In the legal case of Daimler Co. Ltd. v. Continental Tyre & Rubber Co., 1916, a company was
incorporated in England for the purpose of selling tyres made in Germany by a German
Company. The real control of the English Company was in German hards because majority of
its shareholders and all the directors were German residents. When the First World War broke
out, the company filed a suit to recover a trade debt. Held, that the company had become an
enemy company as it was controlled by Germans who were alien enemy. The suit was dismissed
on the ground that such permission would be against the public policy.
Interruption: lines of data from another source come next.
PR #2377, opened 2018-08-15
WIP refactor: code inspection - fix redundant local variable

zielint0:
WIP
DO NOT MERGE

### DIFF
--- a/src/main/java/spoon/refactoring/CtRenameLocalVariableRefactoring.java
+++ b/src/main/java/spoon/refactoring/CtRenameLocalVariableRefactoring.java
@@ -84,11 +84,8 @@ public class CtRenameLocalVariableRefactoring extends AbstractRenameRefactoring<
 
 		@Override
 		public ScanningMode enter(CtElement element) {
-			CtElement ele = element;
-			if (ele.hasParent(ignoredParent)) {
-				if (element.hasParent(ignoredParent)) {
-					return ScanningMode.SKIP_ALL;
-				}
+			if (element.hasParent(ignoredParent)) {
+				return ScanningMode.SKIP_ALL;
 			}
 			if (element instanceof CtType) {
 				nrOfNestedLocalClasses++;


src/main/java/spoon/refactoring/CtRenameLocalVariableRefactoring.java
```diff
@@ -85,8 +85,7 @@ public void accept(CtReference t) {
 		@Override
 		public ScanningMode enter(CtElement element) {
 			if (ignoredParent != null && element instanceof CtElement) {
-				CtElement ele = (CtElement) element;
-				if (ele.hasParent(ignoredParent)) {
+				if (((CtElement) element).hasParent(ignoredParent)) {
```
surli: I really don't agree with this change: generally I'm the one extracting those casts in a local variable. I find it really more readable, and it's really useful when debugging. 

Now here I even don't understand why a cast is needed: element is already a CtElement, so we just need to remove the cast, don't we?

src/main/java/spoon/support/compiler/SnippetCompilationHelper.java
```diff
@@ -50,13 +50,12 @@ private SnippetCompilationHelper() { }
 
 	public static void compileAndReplaceSnippetsIn(CtType<?> c) {
 		Factory f = c.getFactory();
-		CtType<?> workCopy = c;
 		Set<ModifierKind> backup = EnumSet.noneOf(ModifierKind.class);
-		backup.addAll(workCopy.getModifiers());
-		workCopy.removeModifier(ModifierKind.PUBLIC);
+		backup.addAll(c.getModifiers());
```
surli: Ok with the remove of workCopy but then could you rename the argument of the method: `c` is really not something explicit... `workType` maybe or whatever.

src/main/java/spoon/refactoring/CtRenameLocalVariableRefactoring.java
zielint0: @surli 
> I really don't agree with this change: generally I'm the one extracting those casts in a local variable. I find it really more readable, and it's really useful when debugging.

Restored.

> Now here I even don't understand why a cast is needed: element is already a CtElement, so we just need to remove the cast, don't we?

We do :-)

src/main/java/spoon/refactoring/CtRenameLocalVariableRefactoring.java
```diff
@@ -84,9 +84,9 @@ public void accept(CtReference t) {
 
 		@Override
 		public ScanningMode enter(CtElement element) {
-			if (ignoredParent != null && element instanceof CtElement) {
-				CtElement ele = (CtElement) element;
-				if (ele.hasParent(ignoredParent)) {
+			CtElement ele = element;
```
surli: I don't understand the purpose of local variable ele here: IMHO you can just remove this variable and the first if.

zielint0: @surli 
Done.

zielint0:
WIP
DO NOT MERGE

PR #2387, opened 2018-08-17
refactor: fix SonarQube - make field 'private', use accessor

zielint0:
Change access level from 'public' to 'private'.
Use accessor in other places.

I even did not add an accessor - it existed so I used it. I assume that this public accessor (getContext()) was added to have this field private. Should not be a compatibility issue.


surli:
> I assume that this public accessor (getContext()) was added to have this field private. Should not be a compatibility issue.

I agree this need a change however it could be a compatibility issue for users that inherits from `DefaultJavaPrettyPrinter` and uses the field context. 
I propose that you add a deprecated annotation on it with a since 7.1.0. And add some javadoc to explain to use the getter instead. It will be removed in the next two releases.

PR #2389, opened 2018-08-18
refactor: rename getChilds to getChildren

zielint0:
Correct spelling.


surli:
Here it's package protected. It might be a compatibility problem if a client decided to inherits the class in a package with the same name.
I propose that you keep your change, but you add a `getChilds` method that uses `getChildren` and you add a deprecated annotation with since 7.1.0 and Javadoc explanation to use `getChildren`. It will be definitely removed in two releases.

zielint0:
@surli 
> I propose that you keep your change, but you add a getChilds method that uses getChildren and you add a deprecated annotation with since 7.1.0 and Javadoc explanation to use getChildren. 

Done.

PR #2395, opened 2018-08-19
refactor: remove unused variable from JDTTreeBuilderHelper.java

zielint0:
@surli 
It looks that local variable *parameterTypesOfExecutable* is unused.
WDYT?


monperrus:
Thanks!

2. Protection of Revenue –
The court is empowered to lift the corporate veil in the interest of revenue e.g. where the
separate entity of the company is used for evasion of tax. In such cases, individual shareholders
may be held liable to pay income tax. In the legal case of Sir Dinshaw Maneckjee Petit Re,
1927, the assessee Sir Dinshaw was a millionaire enjoying a huge dividend and interest income;
he formed four private companies and transferred his interest to them in lieu of shares. The
income was received by the companies and thereafter handed down to the assessee as a
pretended loan. Held, the company is not carrying on any business. Sir Dinshaw was held the
owner of total income and liable to pay tax.

The court is entitled to lift the mask of corporate entity if the conception is used for tax evasion
or to circumvent tax obligation r to perpetrate fraud; Juggilal Kamlapat v. Commissioner of
Income Tax, 1969.

3. Prevention of fraud or improper conduct –


If the corporate veil has been used for improper conduct or fraudulent purpose e.g., to defraud
creditors, to avoid legal obligations or to defeat the provisions of law, courts have lifted the
corporate veil and looked at the realities of the situation.